Google is testing a simple idea, but one with the potential for big impact: on-screen markup that allows you to draw over parts of an image on your device screen before asking it a question or giving it a command. The feature, observed in its latest Google app build, will offer a more organized approach to guide Gemini’s focus and thus make visual questions faster, clearer, and better.

How the New Workflow of Markup Could Work

Strings and UI elements in version 16.42.61 of the Google app’s ARM64 build show a new option to draw on an image selected from your gallery or taken by the camera. You can draw a circle or underline an area, then you might say to Gemini that you want it to analyze only that part — “interpret just this label,” “find the damage on this corner,” and “contrast these two logos on the shelf.”

Table of Contents

How the New Workflow of Markup Could Work
Why Region Prompts Are Important for Multimodal AI
Editing Hooks and On-Device Clues in Gemini’s Tools
Use Cases That Make Sense in the Real World
How It Compares With Rivals in Visual AI Markup
Caveats and What to Watch as Google Tests Markup

Gemini visual AI markup tools interface with smart annotations, tags, and labels

While we can’t say for sure, early evidence suggests a color picker and multiple highlight modes, which would suggest that more than one region could be marked in a single shot. That would allow for multistep prompts like “describe the chart in green, then pull a sentence from this box in blue.” There are no explicit instructions to read in large type, but region cues serve as visual signposts that help Gemini guess at where to focus.

Why Region Prompts Are Important for Multimodal AI

It’s very common that multimodal models work better on low-ambiguity cases. Rather than using ambiguous language like “that thing on the left,” the hasty scrawl becomes a point of clear reference. Work on referring expressions and grounding from Google and other labs has also consistently demonstrated that spatial guidance helps object recognition, visual question answering, and caption accuracy.

This leverages Gemini’s long-context capabilities, too. With Gemini 1.5, context windows in images and documents can be enormous, on the order of millions of tokens. Markup is a cost-effective method to reduce the field of view, which may improve response times and decrease the computational burden by limiting the regions requiring attention.

Editing Hooks and On-Device Clues in Gemini’s Tools

The interface suggests more than analysis. Internal references to features known by the monikers “Nano” and “Banana” imply hooks into on-device image editing flows — like quickly cutting out an unwanted piece of a screenshot or tidying up a photo background. That fits Google’s larger split between on-device Gemini Nano for privacy-sensitive, light work and cloud models for heavier lifting.

If the markup tool is smart enough to route tasks efficiently, doing local edits where possible and the cloud when it makes sense, users could have both performance and fidelity. It would be a similar play to how Pixel features such as Magic Eraser and Audio Magic Eraser mix seamless gestures with AI-driven adjustments, except baked into the Gemini prompt flow itself.

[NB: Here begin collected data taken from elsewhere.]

Issue #34, opened 2021-08-17
Re: 3.1 Unwanted same-site recognition


sandandsnow:
* Propose amending the sentence “Users of most instantiations of the web platform expect that if they visit a site on one day, and then visit again the next day, the site will be able to recognize that they're the same user” to add words along the lines of “but they generally do not expect that the site will track their interaction with the site over time (such as everything they have viewed, for how long, etc.)”. Propose replacing “this” in the following sentence to “Same-site recognition allows …”.
* Would it make sense to have a separate section entitled “Unwanted same-site tracking”?
* Editorial: Remove “only” from “A privacy harm only occurs …”
* In which category would we describe the privacy harm from a single instance of site-recognition? (e.g., where a site is inappropriately detecting data to infer whether a user has a visual or other impairment).
* Consider adding synonymous terms to “private browsing” such as incognito mode. Also, add effectively synonymous terms for “profiles” such as containers or container tabs.
* Editorial: Add “or more” after “expert their two visits ...”
* Add to the list where a user might expect their two visits will not be associated:
	* Use extensions or add-ons to block tracking
	* Where they believe privacy or data protection laws would not permit tracking
* Even though this is discussed in the opening text of the section, considering adding a sentence “A user might expect that their two visits would be associated for specific purposes such as to maintain the contents of their shopping cart or to avoid having to log in again”.
* For discussion: What recommendations (namely, MUST or SHOULD statements) should we include for this section? A starting point regarding fingerprinting appears in the PING Group Note on [Mitigating Browser Fingerprinting in Web Specifications]( https://www.w3.org/TR/fingerprinting-guidance/).

darobin:
@sandandsnow to double check that this is in and close if so.

sandandsnow:
Re: 2.1.1.1. Same-site recognition, suggest amending these parts of the text as follows:
" ... While [User agents](https://w3ctag.github.io/privacy-principles/#dfn-user-agent), in general, are not able to determine exactly where intra-site [context](https://w3ctag.github.io/privacy-principles/#dfn-context) boundaries are, or how a site allows a [person](https://w3ctag.github.io/privacy-principles/#dfn-individual) to express that they intend to change [identities](https://w3ctag.github.io/privacy-principles/#dfn-identity) and/or they do not wish site to recognise them on subsequent visits, they are not able to enforce that sites actually separate [identities](https://w3ctag.github.io/privacy-principles/#dfn-identity) at those boundaries. 

[...]

PR #38, opened 2021-08-24
add initial draft of section on unwanted profiling, fixes #27

pes10k:
Adds initial draft of new "Privacy principles by category", describing unwanted profiling, or the privacy harm of sites learning information about a person, the person doesn't wish to share, even if that information cannot be used for fingerprinting and isn't "sensitive"

PR #40, opened 2021-08-26
Refine the cross-context recognition threats now that the #identity section defines the concept.

jyasskin:
This tries to fix half of #34.

***
<a href="https://pr-preview.s3.amazonaws.com/jyasskin/privacy-principles/pull/40.html#hl-recognition-cross-context" title="Last updated on Oct 6, 2021, 4:29 PM UTC (4d02e3b)">Preview</a> | <a href="https://pr-preview.s3.amazonaws.com/w3ctag/privacy-principles/40/b01f37b...jyasskin:4d02e3b.html" title="Last updated on Oct 6, 2021, 4:29 PM UTC (4d02e3b)">Diff</a>

### DIFF
--- a/index.html
+++ b/index.html
@@ -925,7 +925,7 @@ technical feature that is fundamental to the Web.</span></p>
 * This principle uses "quickly" because it currently appears impossible to prevent some forms of
   fingerprinting that take a long time or many visits within each [=partition=].
 * This principle is limited in cases that only affect a small fraction of people who use the web
-  because people need to be allowed to configure their systems in unique ways, for example by using
+  because people may configure their systems in unique ways, for example by using
   a browser with a very small number of users. As long as a tracker can't track a significant number
   of people, it's likely to be unviable to maintain the tracker. However, this doesn't excuse making
   small groups of people trackable when those people didn't choose to be in the group.
@@ -969,7 +969,7 @@ Guidance § Clearing all local state</a> discusses how specifications can help
 browsers avoid this mistake.
 
 Fingerprinting consists of using attributes of the user's browser and platform
-that are consistent between two or more visits and probabilistically unique to the
+that are consistent between two or more visits and probably unique to the
 user.
 
 The attributes can be exposed as information about the user's device that is
--- a/index.html
+++ b/index.html
@@ -569,8 +569,8 @@ default, [=user agents=] define a <dfn>machine-enforceable context</dfn> or <dfn
 * A set of [=environments=] (roughly iframes (including cross-site iframes), workers, and top-level
   pages)
 * whose [=environment/top-level origins=] are in the [=same site=] (but see [[PSL-PROBLEMS]])
-* being visited within the same user agent installation (and browser profile for user agents that
-  support multiple browser profiles)
+* being visited within the same user agent installation (and browser profile, container, or
+  container tab for user agents that support those features)
 * between points in time that the user or their agent clears that [=site=]'s cookies and other
   storage (which is sometimes automatic at the end of each session).
 
@@ -590,9 +590,9 @@ contexts=]. For example, some user agents might want to help their users present
 [=User agents=] should prevent their user from being [=cross-context recognition|recognized=] across
 [=machine-enforceable contexts=] unless the user intends to be recognized. This is a "should" rather
 than a "must" because there are many cases where the user agent isn't powerful enough to prevent
-recognition. For example if two services that a user needs to use insist that the user share a
-difficult-to-forge piece of their identity in order to use the services, it's the services behaving
-[=inappropriately=] rather than the [=user agent=].
+recognition. For example if two or more services that a user needs to use insist that the user share
+a difficult-to-forge piece of their identity in order to use the services, it's the services
+behaving [=inappropriately=] rather than the [=user agent=].
 
 If a [=site=] includes multiple [=contexts=] whose [=norms=] indicate that it's [=inappropriate=] to
 share data between the contexts, the fact that those distinct [=contexts=] fall inside a single
@@ -902,32 +902,28 @@ data-cite="RFC6973#section-5.2.5">RFC6973§5.2.5</a>.
 These threats combine into the particular concrete threats we want web
 specifications to defend against, described in subsections here:
 
-## Unwanted same-site recognition {#hl-recognition-same-site}
+## Unwanted cross-context recognition {#hl-recognition-cross-context}
 
 Contributes to [=surveillance=], [=correlation=], and [=identification=].
 
-Users of most instantiations of the web platform expect that if they visit a
-site on one day, and then visit again the next day, the site will be able to
-recognize that they're the same user. This allows sites to save the user's
-preferences, shopping carts, etc. The web platform offers many mechanisms that
-are either intended to accomplish this recognition or that can be trivially used
-for it, including [[RFC6265|cookies]], {{WindowLocalStorage/localStorage}},
-{{WindowOrWorkerGlobalScope/indexedDB}}, {{CacheStorage}}, and other forms of
-storage.
+As described in [[[#identity]]], [=cross-context recognition=] can sometimes be [=appropriate=], but
+web specifications should ensure users have as much control as possible over when websites do it
+between different [=partitions=]. There are two broad classes of recognition that specifications
+address in different ways.
 
-A privacy harm only occurs if the user wants to break the association between
-two visits, but the site can still determine with high probability that the two
-visits came from the same user.
+### Same-site recognition {#hl-recognition-same-site}
 
-A user might expect that their two visits won't be associated if they:
+The web platform offers many ways for a website to recognize that a user is using the same identity
+over time, including [[RFC6265|cookies]], {{WindowLocalStorage/localStorage}},
+{{WindowOrWorkerGlobalScope/indexedDB}}, {{CacheStorage}}, and other forms of storage. This allows
+sites to save the user's preferences, shopping carts, etc., and users have come to expect this
+behavior.
 
-* Use a browser that promises to avoid such correlation.
-* Use their browser's private browsing mode. ([[WHAT-DOES-PRIVATE-BROWSING-DO]])
-* Use two different browser profiles between the two visits.
-* Explicitly clear the site's cookies or storage.
+A privacy harm occurs if the user changes [=partitions=], for example by clearing cookies or
+switching browser profiles, but the site can still determine with high probability that the two or
+more visits came from the same user.
 
-This recognition is generally accomplished by either "supercookies" or <a
-data-cite="fingerprinting-guidance#dfn-browser-fingerprinting">browser
+This recognition is generally accomplished by either "supercookies" or <a>browser
 fingerprinting</a>.
 
 Supercookies occur when a browser stores data for a site but makes that data
@@ -937,7 +933,7 @@ Guidance § Clearing all local state</a> discusses how specifications can help
 browsers avoid this mistake.
 
 Fingerprinting consists of using attributes of the user's browser and platform
-that are consistent between the two visits and probabilistically unique to the
+that are consistent between two or more visits and probabilistically unique to the
 user.
 
 The attributes can be exposed as information about the user's device that is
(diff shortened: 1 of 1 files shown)


sandandsnow (commented):
Thank you for updating the draft @jyasskin. 

On same-site recognition, there may still be privacy harm even if the use does not change partitions, for example if the user's intent was to in effect create partitions for each visit such as by using a browser that offers tracking protection, or extensions or add-ons to block tracking, choose no, deny or disallow tracking cookies when offered a choice, or maybe even a VPN to hide their location.

As the Privacy Threat Model is a work in progress, it may be preferable for now to leave out the dependency and instead to state the principles to be applied to this scenario.

Note: assuming this PR does not deal with unexpected same-site profiling (or whatever term we land on for that).

jyasskin:
> On same-site recognition, there may still be privacy harm even if the use does not change partitions, for example if the user's intent was to in effect create partitions for each visit such as by using a browser that offers tracking protection, or extensions or add-ons to block tracking, choose no, deny or disallow tracking cookies when offered a choice, or maybe even a VPN to hide their location.

Indeed. It seems like we have 2 kinds of harm here: harms in general, which in this section would happen if "the user changes **_contexts_** but the site **_does_** still determine that the two or more visits came from the same user." Versus harms that the UA should try to prevent even in the face of hostile sites, which is the text I wrote. Do we know of any existing terms that would distinguish those? Otherwise, I can make something up.

> As the Privacy Threat Model is a work in progress, it may be preferable for now to leave out the dependency and instead to state the principles to be applied to this scenario.

I don't have a good idea for principles that would draw a line between the harms we can prevent vs the harms-we-can't-prevent-without-breaking-the-web. In the meantime, I could turn this sentence into an issue paragraph that encourages us to figure out the relevant princples.

> Note: assuming this PR does not deal with unexpected same-site profiling (or whatever term we land on for that).

I'm trying to leave same-site profiling to #38.

jyasskin:
Here's my attempt to turn our [Sept 1 discussion](https://github.com/w3ctag/privacy-principles/blob/main/meetings/2021-09-01-minutes.md#pr-refine-the-cross-context-recognition-threats-now-that-the-identity-section-defines-the-concept) into text. I didn't do the stuff around "cookies and storage" in this PR because that phrase isn't in this part of the document.

jyasskin:
I rewrote this again, to unify the two cross-site recognition principles and to add a phrase that makes niche browsers ok; sorry if you'd started reviewing the last version.

sandandsnow:
@jyasskin, thank you very much for the re-writes of 3.1. Hopefully, I was reading the latest version when I prepared these comments today: 
- Editorial: change “a feature that is fundamental to the web” to “a feature that is fundamental to the architecture of the web"
- Editorial: change "because it appears impossible" to "because it currently appears impossible"
- Discuss: concern about allowing violations that only affect a small fraction of people because that small fraction could be vulnerable and, in any case, why should a small population experience a lower level of privacy on the web? Or am I missing something in that statement?
- Editorial: change “fundamental aspects of the web" to “fundamental architectural features of the web such as interoperability”
- Discuss: could we avoid using the “trade-off” terminology?
- Re: “and users have come to expect this behavior,” add "in such contexts" because user's would not always have that expectation.
- Re: "When a violation occurs at their divisions between different browser profiles or at the point a user clears their cookies and site storage .." consider adding other signals such as use of extensions or add-ons to blocking tracking and private or incognito mode.
- Re: "The web platform offers many ways for a website to recognize that a user is using the same identity over time .." - does this include ways for a website to recognise that a user has changed identity but is the same user?
- Discuss: "A privacy harm occurs if the user expresses that they intend ..". I understand the point of trying to tie the privacy harm to something that has been positively communicated by the user, but a privacy harm can occur if what happens does not match a user's expectation (whether or not they actively expressed their intent). Perhaps it would be helpful if I had a better understanding of what is meant by "if the user expresses that they intend ..".
- Discuss: user agent responsibility - (and putting that aside for the moment, I will make the observation that at least some browsers (if not all major browsers) offer users' at least some level of protection against same-site recognition.
- Editorial: change "personally-identifying information" to "personal data" or "personal information"
- Please remind me: where are we articulating the privacy harm of profiling that can occur even on a single visit to a site?

jyasskin:
Thanks for the review and for giving us lots of stuff to talk about tomorrow.

> * Editorial: change “a feature that is fundamental to the web” to “a feature that is fundamental to the architecture of the web"

I don't feel very strongly about this, but I think we ought to allow arguments about whether non-architectural features are fundamental to the web, as a defense of keeping some privacy problems. I don't have a concrete example, but if we somehow fixed a privacy problem without changing the web's architecture, but doing so drove all the users away to another platform, I'd like these principles to accept that as a mistake.

> * Editorial: change "because it appears impossible" to "because it currently appears impossible"

Changed.

> * Discuss: concern about allowing violations that only affect a small fraction of people because that small fraction could be vulnerable and, in any case, why should a small population experience a lower level of privacy on the web? Or am I missing something in that statement?

I added the "involuntary" bit to try to cover part of this concern, but maybe that should just be "vulnerable" directly.

People who pick a less-used browser or read a less-used language are more identifiable — need fewer other fingerprinting bits to identify them — than people who use more-popular languages and browsers. Similarly, if you turn on an experimental feature in your browser, that makes you much more identifiable. I don't think we can do anything about that, and our principles shouldn't say we have to do impossible things.

There's also an aspect of making privacy invasions less cost-effective. If actors can't amortize across as many victims, fewer will be able to afford to develop privacy attacks.

> * Editorial: change “fundamental aspects of the web" to “fundamental architectural features of the web such as interoperability”

This'll need to match the above decision about "architecture". I might use "linking" as the example if we keep the architectural limitation?

> * Discuss: could we avoid using the “trade-off” terminology?

Indeed, we should discuss this. I think it's very important to acknowledge that we're making trade-offs. :)

> * Re: “and users have come to expect this behavior,” add "in such contexts" because user's would not always have that expectation.

+1 that it's not in all contexts, but I think "such" isn't quite right, because I haven't introduced the contexts in this paragraph. Do you mean "in web browsers" or "on some websites" or something else?

> * Re: "When a violation occurs at their divisions between different browser profiles or at the point a user clears their cookies and site storage .." consider adding other signals such as use of extensions or add-ons to blocking tracking and private or incognito mode.

How about "When a violation occurs at their other divisions, for example between different browser profiles or at the point a user clears their cookies and site storage"? We should add the extensions and add-ons to the definition of "partition", rather than at each place that uses it. 

> * Re: "The web platform offers many ways for a website to recognize that a user is using the same identity over time .." - does this include ways for a website to recognise that a user has changed identity but is the same user?

I don't think so.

Google Gemini visual AI markup tools highlighting objects with bounding boxes and labels

Use Cases That Make Sense in the Real World

Practical scenarios are everywhere. Students can focus on a particular axis in a chart and request the trend line summary on one dimension only. A sticker in a storefront window can be circled for translation, without bringing along the reflections from behind. A support rep can circle an error message in a screenshot and ask for a resolution, bypassing UI clutter that isn’t relevant.

Those capable of making workers most productive are likely to benefit, as will retail and productivity teams. Product catalogers can select a SKU label and extract structured data in a reliable way, and designers can cut out a logo for brand compliance tests. In medical and insurance processes, visual cues might prevent health-related or other sensitive sections from being blacked out, or mark a location for review to work in conjunction with existing privacy assurances.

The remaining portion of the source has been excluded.